Этот новый пыл римлян, воспламенивший их тогда, когда уже, казалось, были исчерпаны все ресурсы, привел в смущение Ганнибаловых ветеранов. Скрытыми чувствами души они учуяли перспективу всем своим множеством полечь замертво на эту сухую бесплодную землю. Наемники готовы были сколько угодно сражаться за Ганнибала, но вот умирать за него — не хотели. Достойно умереть можно только за Родину: за жен, матерей, детей и друзей, за тех, кто некогда умер за тебя, и за тех, кто когда-нибудь будет умирать за твоих детей и внуков — но невозможно вдохновенно идти на смерть за Ганнибала, Александра или персонально — Сципиона. Тут-то и проявилось преимущество гражданской армии над наемной, превосходство людей над машинами смерти. Как ни велик был Сципион, особенно в глазах своих солдат, высоко над его головой возвышалась громада Рима, а за спиною Ганнибала простиралась пустыня, и сколь много ни мнил бы о себе этот человек, сейчас он виделся наемникам маленьким и ничтожным. Перед лицом монолитного римского войска, озаренного светом Родины, наемники бессознательно ощутили убожество своих идеалов, а значит, и человеческую неполноценность. Руки их продолжали добросовестно манипулировать оружием, но звезда пунийцев погасла, и если они еще держались на заданном рубеже, то лишь за счет численного перевеса.

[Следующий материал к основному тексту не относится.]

Issue #1013, opened 2022-07-26
bolt2: fee_range clarification


Crypt-iQ:
I am a little confused about the fee_range requirements for coop close.

I asked some clarifying questions of @t-bast in https://github.com/lightning/bolts/pull/847#discussion_r893605295:

"Yes, fee_range allows the funder to update its fee_range if the fundee **doesn't respond** or sent a warning."

I didn't realize until now that the funder may update its fee_range even if the fundee did not send a warning. I think this could lead to the following issue:

A's PoV
```
A                      B

fr=[100, 200], fs=150
----closing_signed---->

fr=[200, 300], fs=275
----closing_signed----> (A doesn't hear back soon enough and updates the range)

fr=[150, 250], fs=175
<---closing_signed----- (spec says A should fail here since 175 is not in the overlap)
```

B's PoV
```
A                      B

fr=[100, 200], fs=150
----closing_signed---->

fr=[150, 250], fs=175
<---closing_signed----- (B sends acceptable message back)

fr=[200, 300], fs=275
----closing_signed----> (spec says B should fail since 175 wasn't received)
```

* A fails since there is an overlap between A's range [200, 300] and B's range [150, 250] of [200, 250], but 175 isn't in the overlap:

    - if the message contains a fee_range:
        - if there is no overlap between that and its own fee_range:
            - SHOULD send a warning
            - MUST fail the channel if it doesn't receive a satisfying fee_range after a reasonable amount of time
        - otherwise:
            - **if it is the funder:**
                - **if fee_satoshis is not in the overlap between the sent and received fee_range:**
                    - **MUST fail the channel**

* B fails since there is an overlap between A's range [200, 300] and B's range [150, 250] of [200, 250], but 175 should have been received from A since B has already sent closing_signed.

    - if the message contains a fee_range:
        - if there is no overlap between that and its own fee_range:
            - SHOULD send a warning
            - MUST fail the channel if it doesn't receive a satisfying fee_range after a reasonable amount of time
        - otherwise:
            - **otherwise (it is not the funder):**
                - **if it has already sent a closing_signed:**
                    - **if fee_satoshis is not the same as the value it sent:**
                        - **MUST fail the channel**

t-bast:
[...]

PR #1016, opened 2022-08-10
option_closing_rejected: turn-based fee_range coop close

Crypt-iQ:
Adds a feature bit. It's optional, but does simplify some of the spec logic and I think it's nice to have. The naming can change. It works with simple-taproot-channels to allow sending musig2 nonces in a turn-based way.

Fixes https://github.com/lightning/bolts/issues/1013

### DIFF
--- a/02-peer-protocol.md
+++ b/02-peer-protocol.md
@@ -679,6 +679,10 @@ non-funder has to pick a fee in this range. If the non-funder chooses the same
 value, negotiation is complete after two messages, otherwise the funder will
 reply with the same value (completing after three messages).
 
+If `option_closing_rejected` is negotiated, then the fee_range flow is similar to
+the case where it isn't negotiated, except that `closing_rejected` messages are
+sent by the fundee in case of mismatch.
+
 1. type: 39 (`closing_signed`)
 2. data:
    * [`channel_id`:`channel_id`]
@@ -706,7 +710,12 @@ The sending node:
   prepared to pay for a close transaction.
   - if it doesn't receive a `closing_signed` response after a reasonable amount of time:
     - MUST fail the channel
-  - if it is not the funder:
+  - if it is the funder:
+    - if `option_closing_rejected` has been negotiated:
+      - if a `closing_signed` has already been sent:
+        - MUST wait until receipt of either a corresponding `closing_signed` or
+          `closing_rejected` before sending this `closing_signed`.
+  - otherwise (it is not the funder):
     - SHOULD set `max_fee_satoshis` to at least the `max_fee_satoshis` received
     - SHOULD set `min_fee_satoshis` to a fairly low value
   - MUST set `signature` to the Bitcoin signature of the close transaction,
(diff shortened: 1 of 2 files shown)


Roasbeef:
Commentary from the latest spec meeting:
  * This splits off a bit into paths of adding more information to the warning message (error code, context information, etc), and also a possible greater re-org for co-op close in general. 
  * Instead of the new message, we can add more info to warnings, then also add a new bit to help ppl recognize/enforce that 
      * In addition to an error code, we might also want to add: suggested value, the field itself, maybe the first 16 bytes of message (or hash or something like that). 
  * Also a chance to make the "negotiation" part of co-op closing more explicit

t-bast:
Concept ACK. I would add a `feerate_range` tlv in the `closing_rejected` message, it provides more information to the initiator even though it may be obsolete by the time the initiator acts on it (and of course, this will also later contain a tlv with musig2 nonces).

I think it would be confusing to use a `warning` or an `error` for that. This is an explicit step of the protocol that will require protocol-related handling (e.g. extract musig2 nonces), so it should use a message tailored for that protocol. It's easy to understand/debug a state machine by only looking at what messages are exchanged, and using a `warning` for this would force introspection of the message (adds one layer). For example we could have very confusing message flows such as:

- A sends `closing_signed` to B
- B sends `warning`s to A for a completely unrelated issues
- B send `closing_signed` to accept A's `closing_signed`

If we had a shortage of available message types I would understand the need to create that additional layer of indirection, but since we don't have such a shortage adding such indirection is creating unnecessary complexity?

Crypt-iQ:
@t-bast

> if there is no overlap between that and its own `fee_range`:
>      - SHOULD send a warning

Так было в центре и на фланге Гнея Октавия, но на другом крыле карфагенская фаланга продолжала теснить римлян. Однако вскоре туда подоспел Минуций Терм, все-таки одолевший пунийскую засаду, и положение на этом участке выровнялось.

Общая картина боя формально все еще обещала одинаковые шансы на успех обеим сторонам, и Ганнибал, игнорируя произошедший духовный перелом в битве, мог надеяться на успех, но тут на равнину стремительным галопом ворвалась конница Гая Лелия и Масиниссы, и судьба сражения сделалась ясной для всех.

Наемникам показалось, будто земля загорелась у них под ногами, и они, обезумев от ужаса, бросились врассыпную, а карфагеняне из защитников государства снова обратились в расчетливых дельцов и, смекнув, что попытка бегства столь же безнадежна, сколь и сопротивление, поспешили сдаться римлянам, уповая на могущество оставленных дома сундуков.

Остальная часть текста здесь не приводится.